Defendant claims that the court erred by allowing into evidence testimony concerning drug transactions in which he allegedly participated some months before the charged incident. This argument is without merit. Wood's defense rested substantially on the claim that he was uninvolved with his wife's drug dealing business, and that he simply made personal use of cocaine. Evidence showing a pattern of involvement in previous drug distribution activity was admissible under Fed.R.Evid. 404(b) as evidence of his knowing participation in the charged scheme. See, e.g., United States v. Latorre, 922 F.2d 1, 8 (1st Cir.1990); United States v. Ferrer-Cruz, 899 F.2d 135, 137-39 (1st Cir.1990) (citing First Circuit cases). See also Latorre, 922 F.2d at 8-9 ( ).
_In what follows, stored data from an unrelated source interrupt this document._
PR #4030, opened 2025-10-03
chore: Bump relic to 0.6.0 in stable branch

SandPod:
Bumps relic to 0.6.0 in stable alpha branch to include fixes for routing static resources that was patched in Relic.

**Additional fix**

A dependency override was added to contraint `image_cropper_platform_interface` since a breaking for older flutter versions was introduced in version 7.2.0. Issue here: https://github.com/hnvn/flutter_image_cropper/issues/594

## Pre-launch Checklist

## Breaking changes

External interface should have been kept the same.


SandPod:
Serverpod generate failure can safely be ignored since it is some formatting that has shifted with the differnt dart versions.

nielsenko (commented):
Looks kosher except for the added newlines that is causing the generate tests to fail currently.

However I thought you wanted to cut a new 3.0.0-alpha.3 release from main. This doesn't include the `StaticRoute` changes in serverpod?

SandPod:
@nielsenko - No, we will just patch the alpha.1 release since main contains additional breaking changes (also to the new auth packages) that are not important for cloud at the moment.

We anticipate more breaking changes around auth so there is no reason to force that migration at the moment.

Pursuant to Fed.R.Evid. 403, the district court determined that the probative value of this evidence outweighed the danger of unfair prejudice. We review that determination only for abuse of discretion. See Ferrer-Cruz, 899 F.2d at 138; United States v. Dworken, 855 F.2d 12, 28 (1st Cir.1988). We find no abuse. The court carefully performed the requisite balance, see Tr. II-85-86, and its conclusions are unassailable. Moreover, the court gave lengthy limiting instructions to the jury both when the evidence was introduced and during the charge at the conclusion of the trial. Defendant is not entitled to a new trial on this basis.
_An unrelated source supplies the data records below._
PR #4032, opened 2025-10-03
fix: Gracefully handle file match misses.

SandPod:
Fixes an issue where file match misses had changed from a nullable type to a specific router type.

## Pre-launch Checklist

## Breaking changes

### DIFF
--- a/packages/serverpod/lib/src/web_server/web_server.dart
+++ b/packages/serverpod/lib/src/web_server/web_server.dart
@@ -141,7 +141,10 @@ class WebServer {
     return switch (match) {
       RouterMatch<Route>() =>
         _handleRouteCall(match.asMatch.value, session, context),
-      _ => context.respond(Response.notFound()),
+      PathMiss<Route>() => context.respond(Response.notFound()),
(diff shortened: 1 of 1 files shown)


packages/serverpod/lib/src/web_server/web_server.dart
```diff
@@ -137,13 +137,12 @@ class WebServer {
...
-      final route = match.asMatch.value;
-      return await _handleRouteCall(route, session, context);
-    }
 
-    // No matching patch found
-    return context.respond(Response.notFound());
+    return switch (match) {
+      RouterMatch<Route>() =>
+        _handleRouteCall(match.asMatch.value, session, context),
+      _ => context.respond(Response.notFound()),
```
nielsenko: You could make a distinction on 404 vs 405 here.

nielsenko (approved):

packages/serverpod/lib/src/web_server/web_server.dart
SandPod: Fixed! 👍

PR #4036, opened 2025-10-06
ci: Add tests for package publish readiness

SandPod:
Introduces a new CI check that validates package publish readiness and fixes an import issue where UUID would be imported from the UUID package on the client instead of through `serverpod_client`.

### Why inspecting the output for ERRORS
Unfortunately, `dart pub publish --dry-run` does not support ignoring `warnings`, meaning that it will exit with exit code `1` if there are any warnings found. And using a strict dependency version is flagged with a warning in the publish check.

Issue for `dart pub publish` here: https://github.com/dart-lang/pub/issues/3807

Therefore, we won't use the exit code to assert if the check failed, but rather a manual `ERROR: ` inspection.

This also makes it possible for us to use `melos` even though it exists with exit code `65`.

### Example

Example of a failed run when the licence file was removed: https://github.com/serverpod/serverpod/actions/runs/18306991635/job/52126422370?pr=4036

### Additional fix

This PR also includes a fix for when the generated client would import `UuidValue` from `package:uuid/uuid_value.dart` or `package:uuid/uuid.dart` instead of from `package:serverpod_client/serverpod_client.dart` that made the check fail.

Fixes: https://github.com/serverpod/serverpod/issues/4040.

**Update** - This was merged as a separate fix here: #4041 

## Pre-launch Checklist

## Breaking changes

None - CI fix plus an import fix in the generated client, but this requires no changes from the user.


SandPod:
@nielsenko - It needs to include the fix in order to pass the check. Would you rather see that change introduced in a separate PR?

nielsenko:
> @nielsenko - It needs to include the fix in order to pass the check. Would you rather see that change introduced in a separate PR?

Yes, but I missed that the PR included a fix on first pass. I'm okay with keeping it in one.

nielsenko (approved):

SandPod:
Great! I updated the description to reflect this change as well.

Will do a last sync with @marcelomendoncasoares before merging since he introduced a similair fix in his PR.

SandPod:
Ended up merging the fix for the imports in a separate PR. This PR now only contains the new CI pipeline.

nielsenko (approved):
LGTM 🎸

Defendant argues that the court should not have allowed into evidence a letter he wrote to his wife, Sharon Thamert Wood, when both were in jail after their arrests for the crimes at issue in this case. Of particular concern to Wood is his statement in the letter that "you didn't get into this alone." Thamert, who entered into a plea bargain with the government and was its main witness against her husband, turned the letter over to the prosecution on the first day of Wood's trial. In an effort to prevent Thamert from testifying about the letter, Wood invoked the common law marital communications privilege, which protects the confidentiality of private communications made between spouses during their marriage. See United States v. Picciandra, 788 F.2d 39, 43 (1st Cir.1986). The district court allowed the testimony on the ground that the privilege could be waived by one of the spouses.
We doubt that, as the law now stands, the letter was admitted properly. Caselaw makes it clear that one spouse can waive the privilege to refuse to appear as a witness against the other spouse, see Trammel v. United States, 445 U.S. 40, 53, 100 S.Ct. 906, 913, 63 L.Ed.2d 186 (1980). But the government cites no case holding that the privilege barring disclosure of confidential communications between spouses may be waived over the objection of the non-testifying spouse. Recent cases assume the continuing vitality of the communications privilege. See Picciandra, 788 F.2d at 43; United States v. Ammar, 714 F.2d 238, 258 (3rd Cir.1983). In addition, we question the government's theory that the letter fell outside the marital privilege because it "pertained to ongoing or future criminal activity involving both spouses," Ammar, 714 F.2d at 257. The letter was written after both spouses' arrests and, consequently, after the conclusion of the alleged conspiracy between them. 1
In any event, we need not dwell on the applicability of the privilege because we conclude that even if the letter was admitted improperly it amounted to no more than harmless error. Where, as here, the asserted error is not of constitutional magnitude, reversal is required only if the miscue " 'affect[ed] substantial rights,' " United States v. Ladd, 885 F.2d 954, 957 (1st Cir.1989) (quoting Fed.R.Crim.P. 52(a)).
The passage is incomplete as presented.